▶ **Records**
- - - - - - -
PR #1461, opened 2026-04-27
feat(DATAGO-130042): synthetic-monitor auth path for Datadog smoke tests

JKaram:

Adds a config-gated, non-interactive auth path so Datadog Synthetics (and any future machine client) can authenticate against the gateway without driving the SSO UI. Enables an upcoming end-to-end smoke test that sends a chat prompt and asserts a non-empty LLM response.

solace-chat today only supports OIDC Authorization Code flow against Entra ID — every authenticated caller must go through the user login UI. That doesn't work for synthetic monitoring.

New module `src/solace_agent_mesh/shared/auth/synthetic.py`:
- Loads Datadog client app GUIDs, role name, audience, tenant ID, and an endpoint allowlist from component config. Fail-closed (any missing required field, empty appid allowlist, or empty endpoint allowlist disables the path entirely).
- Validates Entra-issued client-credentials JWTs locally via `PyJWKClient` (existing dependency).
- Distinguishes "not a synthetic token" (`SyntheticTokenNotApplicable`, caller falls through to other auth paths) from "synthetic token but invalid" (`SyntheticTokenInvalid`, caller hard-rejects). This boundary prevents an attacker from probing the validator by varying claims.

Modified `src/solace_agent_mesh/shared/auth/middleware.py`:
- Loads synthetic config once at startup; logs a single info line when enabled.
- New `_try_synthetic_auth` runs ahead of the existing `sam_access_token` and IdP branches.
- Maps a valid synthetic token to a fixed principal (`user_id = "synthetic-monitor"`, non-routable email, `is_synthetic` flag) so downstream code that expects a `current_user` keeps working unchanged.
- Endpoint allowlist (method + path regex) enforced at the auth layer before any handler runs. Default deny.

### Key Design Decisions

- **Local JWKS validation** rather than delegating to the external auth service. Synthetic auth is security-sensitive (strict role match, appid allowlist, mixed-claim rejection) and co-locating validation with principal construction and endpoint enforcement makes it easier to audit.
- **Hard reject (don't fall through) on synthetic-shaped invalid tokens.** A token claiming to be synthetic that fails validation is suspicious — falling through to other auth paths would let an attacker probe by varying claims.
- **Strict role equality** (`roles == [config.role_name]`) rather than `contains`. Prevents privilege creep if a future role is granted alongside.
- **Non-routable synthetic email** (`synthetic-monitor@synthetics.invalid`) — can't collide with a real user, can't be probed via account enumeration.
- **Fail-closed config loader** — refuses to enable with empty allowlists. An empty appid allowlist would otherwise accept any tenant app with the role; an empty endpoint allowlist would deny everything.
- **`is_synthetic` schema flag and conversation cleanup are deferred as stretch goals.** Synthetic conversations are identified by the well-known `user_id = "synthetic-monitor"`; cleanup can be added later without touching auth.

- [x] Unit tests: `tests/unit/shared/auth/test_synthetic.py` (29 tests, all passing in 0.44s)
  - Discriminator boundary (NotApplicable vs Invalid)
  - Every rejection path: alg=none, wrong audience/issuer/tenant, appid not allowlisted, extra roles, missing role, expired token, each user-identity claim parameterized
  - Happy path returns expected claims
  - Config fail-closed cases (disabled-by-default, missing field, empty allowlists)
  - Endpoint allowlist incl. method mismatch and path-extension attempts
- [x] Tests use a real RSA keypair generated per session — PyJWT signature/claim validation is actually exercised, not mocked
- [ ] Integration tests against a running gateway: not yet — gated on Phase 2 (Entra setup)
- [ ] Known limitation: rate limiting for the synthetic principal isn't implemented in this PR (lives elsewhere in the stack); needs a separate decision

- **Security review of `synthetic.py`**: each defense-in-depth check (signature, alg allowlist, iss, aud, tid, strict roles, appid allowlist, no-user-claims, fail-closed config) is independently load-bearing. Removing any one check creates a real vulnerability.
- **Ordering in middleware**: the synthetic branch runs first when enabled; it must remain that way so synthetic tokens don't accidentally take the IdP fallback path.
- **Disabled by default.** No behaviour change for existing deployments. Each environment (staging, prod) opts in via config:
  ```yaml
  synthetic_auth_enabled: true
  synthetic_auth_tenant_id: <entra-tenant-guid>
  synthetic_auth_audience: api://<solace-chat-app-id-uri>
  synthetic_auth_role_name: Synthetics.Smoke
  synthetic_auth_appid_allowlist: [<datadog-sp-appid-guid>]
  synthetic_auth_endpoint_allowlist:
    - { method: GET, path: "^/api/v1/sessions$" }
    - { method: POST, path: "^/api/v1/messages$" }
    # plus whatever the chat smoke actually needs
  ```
- - - - - - -
▶ **Prompt**
From the records above, report the count of lines containing "when" and nothing more.

▶ **Result below**
2